Path integral（Parametric curve）

[sigh1342]

Homework Statement

Find $$\int_{C} z^3 ds $$ where C is the part of the curve $$ x^2+y^2+z^2=1,x+y=1$$ where$$ z ≥ 0 $$ then I let $$ x=t , y=1-t , z= \sqrt{2t-2t^2}$$ . Is it correct? Or there are some better idea?

Homework Equations

The Attempt at a Solution

 

[HallsofIvy]

Homework Statement

Find $$\int_{C} z^3 ds $$ where C is the part of the curve $$ x^2+y^2+z^2=1,x+y=1$$ where$$ z ≥ 0 $$ then I let $$ x=t , y=1-t , z= \sqrt{2t-2t^2}$$ . Is it correct? Or there are some better idea?

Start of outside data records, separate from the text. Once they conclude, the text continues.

PR #2104, opened 2021-09-08
target: fix pid for mdbt50qrx-uf2

sago35:
https://github.com/adafruit/Adafruit_nRF52_Arduino/blob/5e72fd0a1dbd2ecce0b2a00b139e4b102a240b74/boards.txt#L505-L511


deadprogram:
Thank you for the correction @sago35 now merging.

Yes, that is correct. And, of course, $ds= \sqrt{dx^2+ dy^2+ dz^2}= \sqrt{1+ 1+ (2- 2t)^2/(2t- 2t^2)} dt$. I thought about using the standard parameterization of the sphere and then adding the condition that x+y= 1, in order to avoid the square root, but that does not appear to give a simpler integral.

Homework Equations

The Attempt at a Solution

 

[cosmic dust]

This is OK, just note that 0$\leq$t$\leq$1 . The answer sjould be 1/3.

 

[clamtrox]

Yes, that is correct. And, of course, $ds= \sqrt{dx^2+ dy^2+ dz^2}= \sqrt{1+ 1+ (2- 2t)^2/(2t- 2t^2)} dt$. I thought about using the standard parameterization of the sphere and then adding the condition that x+y= 1, in order to avoid the square root, but that does not appear to give a simpler integral.

There is actually a small typo in your ds, which makes it much more complicated than it actually is.